カーライル・グループが運営する投資ファンドが筆頭株主(保有株比率34.79%)で、上場に際して1,063万4,700株を売り出す。公募増資は行わない。
13年に上場を廃止した理由は、①事業構造の再構築②製品開発力の強化③グローバル化④新規事業の創出――などの課題解決が急務だったため。上場を維持したまま施策を実行した場合、利益水準の低下やキャッシュフローの悪化などを伴うリスクがあったため、MBO(経営陣が参加する企業買収)による非公開化を決断した。
帳票・文書管理ソリューションでは、帳票に関する業務基盤として国内で最も多く利用されているソフトウェアおよびそれらをベースとしたソリューションを提供している。

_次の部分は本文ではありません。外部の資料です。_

PR #16442, opened 2022-12-23
Mitigate OAuth2Client reapply

barchw:
**Description**

- Adds metadata: null  and finilizers fields to chart, which clean up caused  errors in hydra-maester

### DIFF
--- a/resources/eventing/charts/controller/templates/oauth2-client.yaml
+++ b/resources/eventing/charts/controller/templates/oauth2-client.yaml
@@ -4,8 +4,6 @@ kind: OAuth2Client
 metadata:
   name: {{ include "controller.fullname" . }}
   labels: {{- include "controller.labels" . | nindent 4 }}
-  finalizers:
-    - finalizer.ory.hydra.sh
 spec:
   grantTypes:
     - client_credentials
--- a/resources/eventing/charts/controller/templates/oauth2-client.yaml
+++ b/resources/eventing/charts/controller/templates/oauth2-client.yaml
@@ -4,9 +4,12 @@ kind: OAuth2Client
 metadata:
   name: {{ include "controller.fullname" . }}
   labels: {{- include "controller.labels" . | nindent 4 }}
+  finalizers:
+    - finalizer.ory.hydra.sh
 spec:
   grantTypes:
     - client_credentials
   hydraAdmin: {}
+  metadata: null
   scope: read write beb uaa.resource
   secretName: {{ include "controller.fullname" . }}{{ .Values.bebSecret.nameSuffix }}


resources/eventing/charts/controller/templates/oauth2-client.yaml
```diff
@@ -4,9 +4,12 @@ kind: OAuth2Client
 metadata:
   name: {{ include "controller.fullname" . }}
   labels: {{- include "controller.labels" . | nindent 4 }}
+  finalizers:
```
jakobmoellersap, line 7: I suggest to never ever add finalisers coming from a controller since it will block deletion of a resource if the controller is gone. Rather the edited resource should be patched via strategic merge, ignoring the finalisers. I suggest to review the logic that forces this field to be present

barchw: Would it be possible then to configure reconciler not to remove the `finalizers` if they were applied by hydra-maester controller? For the sake of fixing the error that would also be OK

k15r: 😕 reconciler removes finalizers? In what scenario?

jakobmoellersap: TBH also surprising for me. Finalisers outside of the reconciler should be ignored imo. Also setting nil metadata would result in them being removed on every reconcile. @tobiscr are you aware of the behaviour here? I almost cannot imagine that this never was an issue before...

tobiscr: The finalisers are ignored by the old reconciler until we are deleting the cluster. During the deletion, one of the final steps is the cleanup of finalisers to make sure every resources gets dropped (just to make sure that there are no "dead bodies" left).

tobiscr: If you have to deal with finalisers during runtime, you can either handle such cases in a custom reconciler (but this will update finalisers only during the regular reconciliation runs) or you handle it over an operator during runtime.

barchw: Removed the finalizers as those will be handled by https://github.com/kyma-incubator/reconciler/pull/1274

resources/eventing/charts/controller/templates/oauth2-client.yaml
```diff
@@ -8,5 +8,6 @@ spec:
   grantTypes:
     - client_credentials
   hydraAdmin: {}
+  metadata: null
```
k15r, line 11: Is this change really necessary?

k15r: well then ill approve this noop change :D

k15r (approved):

PR #16474, opened 2022-12-30
Add NATS ConnectionBuilder

nachtmaar:
**Description**

- introduces a `ConnectionBuilder` to **ease** the **creation** of a **NATS connection** and to **allow better testing** (via the new interface)
- The ConnectionBuilder is used in this upcoming PR https://github.com/kyma-project/kyma/pull/15720:

**Code**
Screenshot 2022-12-30 at 15 57 51
Screenshot 2022-12-30 at 15 58 43
**Tests**
It allows to stub/mock the connection and test the case that the connection creation/establishment fails:
Screenshot 2022-12-30 at 16 00 04

**Related issue(s)**

See also: https://github.com/kyma-project/kyma/pull/15720


components/eventing-controller/pkg/backend/jetstreamv2/connection.go
```diff
@@ -0,0 +1,45 @@
...
+	conn, err := nats.Connect(config.URL, jsOptions...)
+	if err != nil || !conn.IsConnected() {
+		return nil, pkgerrors.MakeError(ErrConnect, err)
+	}
+
+	return conn, nil
+}
+
+// ConnectionInterface is a contract for a NATS connection object.
+type ConnectionInterface interface {
```
friedrichwilken, line 40: I am thinking about the name. I know there is this `-er` convention for Interfaces, but I am also not always super convinced about that. 

I like the approach in [this](https://medium.com/@dotronglong/interface-naming-convention-in-golang-f53d9f471593) short article; especially what is written at point # 3. Let me know what you think.

components/eventing-controller/pkg/backend/jetstreamv2/connection.go
```diff
@@ -0,0 +1,45 @@
...
```
friedrichwilken, line 40: Okay, one last try to find better names:
Name the `ConnectionInterface` -> `Connector`
and the `Build` function `Connect`.
Let me know what you think. Other than that, this looks good to me.

nachtmaar: If I change the Build() method to Connect, then the `Builder` interface needs to be renamed to `Connector` :-D

The `ConnectionInterface` is simply an interface for the `nats.Conn` (nats sdk does not offer an interface)

nachtmaar: `jetstreamv2.Connection`

friedrichwilken (approved):
/lgtm

components/eventing-controller/pkg/backend/jetstreamv2/connection.go
friedrichwilken: Never mind, maybe I am making it too complicated.

Issue #15863, opened 2022-10-20
Separate unit, integration and component test in EC


friedrichwilken:
- [ ] separate unit, integration and component tests where needed into different `_test.go` files
- [ ] add corresponding [build tags](https://mickey.dev/posts/go-build-tags-testing/) to all the test files
- [ ] create make targets to run only unit, integration or component tests

k15r:
individual test can already be executed using go test / goland. no need to invest so much time to introduce this feature

PR #16476, opened 2023-01-02
Separate between unit and integration tests for jetstreamv2 package

nachtmaar:
**Description**

- The changes in this PR allow to run the unit and integration tests independent of each other.
- This makes sense if one wants to see the coverage for unit or integrations tests only. Or if the integration tests are too slow.
- They can still be run all together 😃

```
# Run unit tests:
go test ./... --tags=unit -v
# Run integration tests:
go test ./... --tags=integration -v
```
**Related issue(s)**

See also https://github.com/kyma-project/kyma/issues/15863


friedrichwilken (approved):
/lgtm

PR #16510, opened 2023-01-09
improve application name parsing from request path

k15r:
**Description**

- instead of parsing the entire path into a slice and then returning the first element, we just cleanup the string and cut off the first element.

**Related issue(s)**


friedrichwilken (approved):
/lgtm

PR #16517, opened 2023-01-09
Fix otel collector restart

chrkl:
**Description**

- Fix setting deployment annotation

**Related issue(s)**


skhalash (commented):
Would it be possible to add a unit test to cover this scenario?

chrkl:
> Would it be possible to add a unit test to cover this scenario?

Absolutely, planning to do that.

skhalash (approved):

Issue #16528, opened 2023-01-10
Legacy Events endpoint should support non-clean application names


marcobebway:
**Description**

While testing 2.10.0-rc1 we discovered that the legacy events endpoint is broken and does not accept events from applications with non-clean name.

**Expected result**

The publish requests should succeed.

**Actual result**

The publish requests fail.

**Steps to reproduce**

- Provision a Kyma 2.10.0-rc1.
- Publish a legacy event to no-app endpoint `http://eventing-publisher-proxy.kyma-system/no-app/v1/events`.
- The publish request fails with error `{"status":500,"message":"application name should be cleaned from non-alphanumeric characters"}`.

PR #16535, opened 2023-01-11
Release 2.10

muralov:
**Description**
Fix legacy event publish not clean app name issue. 

- Don't validate app name while extracting request data, as it is checked during CE conversion

**Related issue(s)**
#16528

### DIFF
--- a/components/event-publisher-proxy/pkg/handler/handler.go
+++ b/components/event-publisher-proxy/pkg/handler/handler.go
@@ -128,7 +128,7 @@ func (h *Handler) maxBytes(f http.HandlerFunc) http.HandlerFunc {
 	}
 }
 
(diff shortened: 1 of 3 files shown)


resources/eventing/values.yaml
```diff
@@ -9,7 +9,7 @@ global:
       pullPolicy: "IfNotPresent"
     publisher_proxy:
       name: event-publisher-proxy
-      version: v20221230-5e8bc6ca
+      version: v20230111-18887898
```
mfaizanse, line 12: lets keep it same as `v20221230-5e8bc6ca`, and once this PR is merged then bump the image. How did you get a version before PR is merged?

muralov: good point! It is the build of main, which shouldn't be released.

mfaizanse (approved):

PR #16547, opened 2023-01-11
Add PeerAuthentication to scrape Fluent Bit via plain http

skhalash:
**Description**

- The peer authentication will allow scraping via HTTP. The metrics do not contain sensitive data, so it is acceptable from the security point of view
- Modify the service monitor to scrape via HTTP

**Related issue(s)**


a-thaler:
That resource needs to be managed by code as well, we want to switch soon

chrkl (approved):

PR #16553, opened 2023-01-12
change epp linter config

k15r:
**Description**

- add new linter config
- fix go cognit lint issue
- fix godot lint issues
- fix lint issues lll (where it made sense)
- fix gomnd issues
- fix variable naming
- run tests in parallel
- ignore shadowing `err`
- remove namedreturns
- fix more lint issues

**Related issue(s)**


components/event-publisher-proxy/pkg/handler/handler_test.go
```diff
@@ -418,15 +425,20 @@ func TestHandler_publishLegacyEventsAsCE(t *testing.T) {
...
+					NewApplicationListerOrDie(context.Background(), "testapp")),
+				collector:        metrics.NewCollector(latency),
+				eventTypeCleaner: eventtypetest.CleanerStub{},
 			},
 			args: args{
 				request: legacytest.ValidLegacyRequestOrDie(t, "v1", "testapp", "object.created"),
 			},
 			wantStatus: 200,
 			wantOk:     true,
+
```
VladislavPaskar, line 440: with so many nolint directives, you could just apply the `nolint:lll` for the whole file in the first line of this file. That will save some line of code. The drawback of this of course, is that it will be applied for all the code including the function signatures.

components/event-publisher-proxy/pkg/handler/handler_v1alpha2_test.go
```diff
@@ -74,6 +76,7 @@ func TestHandler_publishCloudEventsV1Alpha2(t *testing.T) {
 				request: CreateValidStructuredRequest(t),
 			},
 			wantStatus: 204,
+			//nolint:lll // output directly from prometheus
```
VladislavPaskar, line 79: the same here

components/event-publisher-proxy/pkg/legacy/legacy.go
```diff
@@ -240,18 +239,18 @@ func (t *Transformer) convertPublishRequestToCloudEvent(appName string, publishR
 }
 
 // combineEventNameSegments returns an eventName with exactly two segments separated by "." if the given event-type
-// has more than two segments separated by "." (e.g. "Account.Order.Created" becomes "AccountOrder.Created")
+// has more than two segments separated by "." (e.g. "Account.Order.Created" becomes "AccountOrder.Created").
 func combineEventNameSegments(eventName string) string {
 	parts := strings.Split(eventName, ".")
-	if len(parts) > 2 {
+	if len(parts) > 1 {
```
VladislavPaskar, line 245: what is the reason of changing this ? the comment says also `as more than two segments`

components/event-publisher-proxy/.golangci.yaml
```diff
@@ -0,0 +1,281 @@
+# This code is licensed under the terms of the MIT license.
```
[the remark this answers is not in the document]
k15r: it is the same. the licenses are compatible.

components/event-publisher-proxy/pkg/handler/handler_test.go
k15r: sounds like a valid solution 👍

components/event-publisher-proxy/pkg/legacy/legacy.go
k15r: i fixed the comment. 
`> 2` is marked by the linter as a `magic number`
the code works exactly the same with `> 1` so that change make sense anyway

mfaizanse (approved):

主力製品の「SVF」は、帳票開発の効率化と多様な出力要件に応えるための帳票基盤ソリューションで、市場シェア(帳票運用製品)は67・3%(民間の調査機関)に達している。文書管理基盤の「SPA」と合わせて、企業、公的機関の多くでDXの推進に貢献している。
今後は、業種・業務に特化したソリューションを推進する。ソフトウェアの提供だけでなく、データの価値を最大化する最適なソリューション提案を目的とした「データエンパワーメントソリューション」に注力しており、売上高の拡大とともにその比率(20年2月期に売上高全体に占める比率は37.1%)の向上に努める。継続的に顧客にサービス提供を行い、その対価をサービスの提供期間に応じて受け取る「リカーリングビジネス」の拡大を図っていく。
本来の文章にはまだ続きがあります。